## Your task
Lift every line from the entries that includes the word "logs".

*** Record set

PR #1051, opened 2020-02-25
Set default test logging to INFO

cachedout:
This sets the default test logging to the `INFO` level instead of `DEBUG`. 

In doing so, this prevents us from logging environment variables during tests and just in general makes the test output easier to read and errors and warnings much easier to spot.

### DIFF
--- a/apm-agent-core/src/test/resources/elasticapm.properties
+++ b/apm-agent-core/src/test/resources/elasticapm.properties
@@ -1,4 +1,4 @@
-log_level=DEBUG
+log_level=INFO
 log_file=System.out
 # incubating instrumentations should be active in tests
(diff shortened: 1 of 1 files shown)


eyalkoren:
>  in general makes the test output easier to read and errors and warnings much easier to spot.

The output is easier to read, but we really need these logs in order to debug delicate failures. These include basic agent flows like starting/activating/deactivating/ending transactions and spans, which are really important if we want to know why stuff didn't happen as expected.

cachedout:
> The output is easier to read, but we really need these logs in order to debug delicate failures. 

Do you need it in the CI or just when debugging locally? Do you think there is any way to parametrize this so that a flag could be passed from the CLI?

******

## Expected answer
The output is easier to read, but we really need these logs in order to debug delicate failures. These include basic agent flows like starting/activating/deactivating/ending transactions and spans, which are really important if we want to know why stuff didn't happen as expected.
> The output is easier to read, but we really need these logs in order to debug delicate failures. 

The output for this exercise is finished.